## Collected data
• • • • •
PR #159, opened 2023-12-18
Coaddition object

guynir42:
Add the object in charge of actually coadding images in a proper way. 
Currently I'm going to implement ZOGY (well, Zackay & Ofek is the correct term but I will call it ZOGY for simplicity). 
The method involves coadding the PSF matched-filtered images and then dividing by a coadd of the PSFs. 
reference: https://ui.adsabs.harvard.edu/abs/2017ApJ...836..188Z/abstract

This PR leans heavily on the alignment PR #157

What we need for this to work:
- [x] Use the `Image.from_images` and the Image's ability to align its `upstream_images` to get the source material. 
- [x] Run the ZOGY coaddition on the images themselves, keeping track of the image and PSF stacks. 
- [x] Run ZOGY on the weight image (with the understanding that NaNs or bad pixels in the image have weight zero). The final image must come with this weighted image that tells user which pixels have lower depth (higher noise). 
- [x] Allow a tunable parameter that tells what fraction of the FWHM of the PSF to consider the "splash zone" for bad pixel flags. This is used to expand (or dilate) each bit in the bitmask. 
- [x] Test against PTF images. Make sure the final PSF is sharper than using the naive method. If we implement a naive method, it would simply add together all the different datasets like the image, weight, flags, etc. 
- [ ] Make some adjustments to the image's raw header that is written to disk. This should include things like the MJD start and finish and exposure time, but also the filepaths of the upstream images and the index that was used to align them. 
- [x] Naming convention for coadded images (would that be the same for a subtracted image? probably not, it would get the name of the new image and a hash of the upstream_images which could be the same as the coadd case).


guynir42:
@rknop this is ready for review.

models/image.py
```diff
@@ -776,17 +789,17 @@ def from_images(cls, images):
         output.end_mjd = max([image.end_mjd for image in images])  # exposure ends are not necessarily sorted
 
         # TODO: what about the header? should we combine them somehow?
```
rknop, line 791: Maybe add a header HISTORY or COMMENT that lists all the images that were combined?

Or, a series of keywords COMBIMn, where n is an increasing integer (and corresponds directly to the indexes of the combined images), and the value of each is the image ID.  (With a comment indicating that.)

models/psf.py
```diff
@@ -150,6 +150,11 @@ def info( self ):
     def info( self, value ):
         self._info = value
 
+    @property
+    def image_shape(self):
+        """The shape of the image this PSF is for."""
+        return self.header['NAXIS2'], self.header['NAXIS1']
```
rknop, line 156: This isn't right.  For PSFs from PSFex, the header is the header of the .psf FITS file written by PSFex (or so is documented in the "header" property), and the NAXIS1/NAXIS2 there are the size of the FITS data in the PSF, which is very different from the image that the PSF is measured for.

`self.image.header['NAXIS2'], self.image.header['NAXIS1']` should do it.

models/psf.py
```diff
@@ -387,6 +387,13 @@ def get_clip( self, x, y, flux, norm=True, noisy=False, gain=1., rng=None, dtype
         if self.format != 'psfex':
             raise NotImplementedError( "Only know how to get clip for psfex PSF files" )
 
+        if x is None:
+            # x = self.image_shape[1] / 2.
+            x = 0  # I think the x/y are centered on the center of the image
```
rknop, line 392: No... the x and y are the actual image x and y coordinates.  (See docstring on `get_resampled_psf`.) PSFex stores a couple of values `POLZERO1` and `POLZERO2` that are the zero offsets of the polynomial it fits (in FITS coordinates, so 1-offset), and `get_resampled_psf` uses this.

models/ptf.py
```diff
@@ -19,7 +19,7 @@ def __init__(self, **kwargs):
         self.read_noise = 4.5
         self.dark_current = 0.1
         self.gain = 1.5
-        self.saturation_limit = 50000
+        self.saturation_limit = 20000
         self.non_linearity_limit = 50000
```
rknop, line 23: ...a nonlinearity limit higher than the saturation limit is... weird.

pipeline/coaddition.py
```diff
@@ -0,0 +1,423 @@
...
+
+class ParsCoadd(Parameters):
+    def __init__(self, **kwargs):
+        super().__init__()
+
+        self.method = self.add_par(
+            'method',
+            'zogy',
+            str,
+            'Coaddition method.  Currently only "naive" and "zogy" are supported. ',
```
rknop, line 25: We should add an issue to add the swarp coaddition method.  (In that case, alignment and coaddition can be done as a single step.)

pipeline/coaddition.py
```diff
@@ -0,0 +1,423 @@
...
+    that share a provenance hash, their respective downstreams (e.g., PSF) should also have a single provenance
+    hash for each type of downstream.  This makes it possible to identify the upstream images' associated products
+    based solely on the provenance's upstream hashes.
+
+    Areas on the edges where the images are not overlapping (or bad pixels, etc.) are coadded but will
+    contribute zero weight, so the total weight of that pixel will be zero (if all input images have a bad pixel)
+    or they would have lower weight if only some images had bad pixels there.
+
+    Remember that coaddition uses convolution with the PSF, so any effects of individual pixels could affect nearby
+    pixels, depending on the size of the PSF.
```
rknop, line 88: ...this may be true for the zogy coaddition method, but won't be true for all of them.  (For isntance, the naive coaddition method doesn't do this.)

pipeline/coaddition.py
```diff
@@ -0,0 +1,423 @@
...
+        """Perform the core Zackay & Ofek proper image coaddition on the input data cube.
+
+        Parameters
+        ----------
+        datacube: ndarray
+            The data cube to coadd. Can be images or weight maps (or anything else).
+        psfcube: ndarray
+            The PSF cube to use for coaddition.
+        sigmas: ndarray
+            The noise estimate for each image in the data cube.
```
rknop, line 185:
```suggestion
            The sky noise estimate for each image in the data cube.
```

pipeline/coaddition.py
```diff
@@ -0,0 +1,423 @@
...
+            raise ValueError('The flux_zps array must have the same length as the first axis of the data cube. ')
+
+        if np.sum(np.isnan(datacube)) > 0:
+            raise ValueError('There are NaNs values in the data cube! Use inpainting to remove them... ')
+
+        # calculations:
+        datacube_f = fft2(datacube)
+        psfcube_f = fft2(psfcube)
+
+        score_f = np.sum(flux_zps / sigmas ** 2 * np.conj(psfcube_f) * datacube_f, axis=0)  # eq 7
```
rknop, line 225: eq 7 of what?  (Probably put the paper reference in the function docstring.)

rknop (commented):
Lots of good work here.  Bunch of comments, none of them terribly earth-shattering.

improc/alignment.py
```diff
@@ -279,62 +334,66 @@ def run( self, source_image, target_image ):
...
-        #         source_zp.provenance,
-        #         target_image.provenance,
-        #         target_sources.provenance,
-        #         target_wcs.provenance,
-        #     ],  # this does not really matter since we are not going to save this to DB!
-        # )
+            warped_image.type = 'Warped'
+            warped_image.psf = source_image.psf
+            warped_image.zp = source_image.zp
+            # TODO: are SourceList and WorldCoordinates also included? Are they valid for the warped image?
```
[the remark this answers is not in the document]
guynir42: So I should make an issue about re-measuring the PSF after alignment?

improc/alignment.py
```diff
@@ -279,62 +334,66 @@ def run( self, source_image, target_image ):
...
+                source_sources.provenance,
+                source_wcs.provenance,
+                source_zp.provenance,
+                target_image.provenance,
+                target_sources.provenance,
+                target_wcs.provenance,
+            ],  # this does not really matter since we are not going to save this to DB!
+        )
+        warped_image.provenance.update_id()
+        warped_image.header['original_image_id'] = source_image.id  # add this only for aligned images for verification
```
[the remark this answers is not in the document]
guynir42: This is not a fits header, it is the JSONB where we dump all the stuff we want to have accessible on the DB level but not an independent column. I deliberately use lower case keywords here, to tell it apart from the raw header.

improc/inpainting.py
```diff
@@ -0,0 +1,256 @@
...
+            'median',
+            str,
+            'Method to rescale images before interpolating between them. '
+            'Can be "median" (default) or "sigma_clipping" or "none". ',
+            critical=True
+        )
+
+        self.single_image_method = self.add_par(
+            'single_image_method',
+            'biharmonic',
```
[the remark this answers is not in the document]
guynir42: This doesn't really matter. I'm adding a flag to all interpolated pixels. The reason I want to put "something reasonable" is that the Fourier methods used in the coaddition/subtraction can cause big artifacts if we leave sharp drops like "replace NaNs with zeros" would do.

models/image.py
guynir42: I've made an issue about this (#172 ) we should discuss.

models/psf.py
guynir42: I wanted to allow the PSF object to independently know the size of the image it is related to, without having to load it from the database (and indeed, load it from file to read the header). 
I'm not sure if this is necessary anymore as I get a fairly good PSF when just requesting 0,0 as the coordinates.

models/psf.py
guynir42: So what you are saying is that, for the "representative" PSF of the image, I should default the x,y coordinates to `float( self.header['POLZERO1'] ) - 1` and `POLZERO2`?

pipeline/coaddition.py
guynir42: Issue #184

pipeline/coaddition.py
```diff
@@ -0,0 +1,423 @@
...
+
+        return outim, outwt, outfl
+
+    def _zogy_core(self, datacube, psfcube, sigmas, flux_zps):
+        """Perform the core Zackay & Ofek proper image coaddition on the input data cube.
+
+        Parameters
+        ----------
+        datacube: ndarray
+            The data cube to coadd. Can be images or weight maps (or anything else).
```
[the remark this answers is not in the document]
guynir42: I'm not sure that is important. If you coadd with the background you just get a high background on the output image.

pipeline/coaddition.py
```diff
@@ -0,0 +1,423 @@
...
+        psf_fwhms: list of floats
+            The FWHM of the PSF for each image.
+            If images is given as Image objects, can be left as None.
+        flux_zps: list of floats
+            The flux zero points for each image.
+            If images is given as Image objects, can be left as None.
+        bkg_means: list of floats
+            The mean background for each image.
+            If images is given as Image objects, can be left as None.
+            This variable can be used to override the background estimation.
```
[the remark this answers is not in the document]
guynir42: I think there are already some issues dealing with background subtraction. 
This code lets you do the quick and dirty thing if you want, or just supply the images after background is removed.

pipeline/coaddition.py
```diff
@@ -0,0 +1,423 @@
...
+        psfcube = np.array(psfs)
+        bkg_means = np.reshape(np.array(bkg_means), (len(bkg_means), 1, 1))
+        bkg_sigmas = np.reshape(np.array(bkg_sigmas), (len(bkg_sigmas), 1, 1))
+        flux_zps = np.reshape(np.array(flux_zps), (len(flux_zps), 1, 1))
+
+        # subtract the background
+        imcube -= bkg_means
+
+        # make sure to inpaint missing data
+        imcube = self.inpainter.run(imcube, flcube, wtcube)
```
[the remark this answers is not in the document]
guynir42: I have this vague memory of doing something like that. Maybe I added it in the next PR or something. I will have to check.

pipeline/coaddition.py
```diff
@@ -0,0 +1,423 @@
...
+
+        # This is where the magic happens
+        outim, psf, score = self._zogy_core(imcube, psfcube, bkg_sigmas, flux_zps)
+
+        # coadd the variance as well
+        varflag = wtcube == 0
+        wtcube2 = wtcube ** 2
+        wtcube2[varflag] = np.nan
+        varmap = 1 / wtcube2
+        varmap = self.inpainter.run(varmap, varflag, wtcube)  # wtcube doesn't do anything, maybe put something else?
```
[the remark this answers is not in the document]
guynir42: I'm leaving the weights because I don't know what kind of inpainting we will want to do in the future, and I expect images to always have weights anyway. To allow weights=None means figuring out all the ways the inpainting will have to deal with that missing data. I don't think it is worth it.

guynir42:
@rknop I've addressed all comments. Use "see changes from your last review" if you want to focus on the new things. 
If the tests all pass and you are happy, I will merge this into the next PR.

improc/alignment.py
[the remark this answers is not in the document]
rknop: Sooner or later we're probably going to regret having both "header" and "raw_header" as we become confused....

pipeline/coaddition.py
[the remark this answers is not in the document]
rknop: Let me know if you find it.  If not, at the very least, add a TODO in comments here to indicate that it's implicitly assuming the images are all scaled the same, and that we still need to do something about different zeropoints.

models/psf.py
rknop: It's not immediately obvious, but I would probably use the center of the image.  The POLZERO1 nad POLZERO2 aren't necessarily the positions of the "most average" estimate, it's just what it decided to use in its fit.  The commented-out image.shape[n] / 2. are what I'd put in.

pipeline/coaddition.py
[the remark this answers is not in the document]
rknop: But the inpainting will get screwed up if the images aren't background subtracted (unless they all happen to have exactly the same sky background).

rknop (changes requested):
Added a few comments.  This is what I'd change:

* the defaults for position in `get_clip` in `models/psf.py` should be `self.image_shape[n]/2.`, the center of the image.  (See comment.)
* Either remove the function `image_shape` in `psf.py`, or fix it so it does what it says.  Right now, what it's doing isn't what it claims to do.
* In `coaddition.py` function `_coadd_zogy`, see comment on line 353 re: adding a TODO for handling image scaling if you didn't actually already do that in a later PR.

improc/alignment.py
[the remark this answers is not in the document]
guynir42: Should we replace "header" with "additional_data" or something like that?

models/psf.py
guynir42: I assumed we want the center of the image. This is why I've added the size of the image in PSF to begin with. 
But when I set the x,y to the center of the image I got really bad PSFs (sort of donut shaped) and everything failed. 

Now that it is set to zero, I get nice PSFs. I think that those coordinates are not what you think they are.

guynir42: I'm leaving it as-is and making an issue to investigate this.

pipeline/coaddition.py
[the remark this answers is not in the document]
guynir42: Yes I am thinking about that, too. You can't rescale images to both the flux zero point and to the background mean. I guess we will need to enforce background subtraction for coadds as well as for subtractions. I'm leaving it like this and making an issue to deal with this later.

guynir42:
@rknop I've made issues for what I'm not sure about and fixed some more stuff. 
The PSF `image_size` used the wrong header keyword, I think that may be part of the problem I've had, but I've put that to another issue. 
Let me know if we can merge.

models/psf.py
rknop: There must be something wrong with the psf solution to your image.

I'm very sure that the coordinates in `get_resampled_psf` are what I think they are.  I've been using versions of that function for a long time.  Look at the code....

But, also, look at `test_psf_rendering` in `tests/models/test_psf.py`.  Uncomment the things that create images (which we should probably replace with an if on whatever conditional variable you've created for interactive tests).  Run the test, and then look first at `/seechange/data/resamp.fits`, which was created with `resamp = psf.get_resampled_psf( 512., 512., dtype=np.float32 )` on a 1024×1024 image.  Next look at `model.fits`, `resid.fits`, and `data.fits`.  data is fake data, with stretched gaussians dropped down. model was built using `PSF.add_psf_to_image`, feeding it the image positions of the psfs that were dropped down, which in turn calls `get_clip` using those image positions.

The problem is somewhere else, not in get_clip.  The best thing to put if x and y are non is the center of the image, not the corner of the image.

What image, and what sequence of functions/commands, did you do that gave you a bad-looking PSF?

rknop:
Ah!  That is exactly what the problem was.  The NAXIS1 of the PSF imge is 15000 (with NAXIS2 of 1), so you were getting the PSF at y=7500, extrapolating the fit way off of the edge of the image.

I just verified that with one of the images you get from the `ptf_reference_images` fixture, running `get_clip(2048,1024)` gives a resonable-looking psf, not a donut.

models/psf.py
```diff
@@ -387,6 +387,13 @@ def get_clip( self, x, y, flux, norm=True, noisy=False, gain=1., rng=None, dtype
         if self.format != 'psfex':
             raise NotImplementedError( "Only know how to get clip for psfex PSF files" )
 
+        if x is None:
+            x = self.image_shape[1] / 2.
+            # x = 0  # I think the x/y are centered on the center of the image
```
rknop, line 392:
```suggestion
```

models/psf.py
```diff
@@ -387,6 +387,13 @@ def get_clip( self, x, y, flux, norm=True, noisy=False, gain=1., rng=None, dtype
...
+        if y is None:
+            y = self.image_shape[0] / 2.
+            # y = 0  # I think the x/y are centered on the center of the image
```
rknop, line 395:
```suggestion
```

rknop (approved):
I'm 100% confident that (0,0) is not the center of the image in `PSF.get_clip`, so we may as well remove the commented lines.  After that, feel free to merge.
• • • • •
## What the task requires
Please reply with an exact copy of the lines above, starting at the first and ending at the line that holds "rknop, line 791: Maybe".

## Result of the task
PR #159, opened 2023-12-18
Coaddition object

guynir42:
Add the object in charge of actually coadding images in a proper way. 
Currently I'm going to implement ZOGY (well, Zackay & Ofek is the correct term but I will call it ZOGY for simplicity). 
The method involves coadding the PSF matched-filtered images and then dividing by a coadd of the PSFs. 
reference: https://ui.adsabs.harvard.edu/abs/2017ApJ...836..188Z/abstract

This PR leans heavily on the alignment PR #157

What we need for this to work:
- [x] Use the `Image.from_images` and the Image's ability to align its `upstream_images` to get the source material. 
- [x] Run the ZOGY coaddition on the images themselves, keeping track of the image and PSF stacks. 
- [x] Run ZOGY on the weight image (with the understanding that NaNs or bad pixels in the image have weight zero). The final image must come with this weighted image that tells user which pixels have lower depth (higher noise). 
- [x] Allow a tunable parameter that tells what fraction of the FWHM of the PSF to consider the "splash zone" for bad pixel flags. This is used to expand (or dilate) each bit in the bitmask. 
- [x] Test against PTF images. Make sure the final PSF is sharper than using the naive method. If we implement a naive method, it would simply add together all the different datasets like the image, weight, flags, etc. 
- [ ] Make some adjustments to the image's raw header that is written to disk. This should include things like the MJD start and finish and exposure time, but also the filepaths of the upstream images and the index that was used to align them. 
- [x] Naming convention for coadded images (would that be the same for a subtracted image? probably not, it would get the name of the new image and a hash of the upstream_images which could be the same as the coadd case).


guynir42:
@rknop this is ready for review.

models/image.py
```diff
@@ -776,17 +789,17 @@ def from_images(cls, images):
         output.end_mjd = max([image.end_mjd for image in images])  # exposure ends are not necessarily sorted
 
         # TODO: what about the header? should we combine them somehow?
```
rknop, line 791: Maybe add a header HISTORY or COMMENT that lists all the images that were combined?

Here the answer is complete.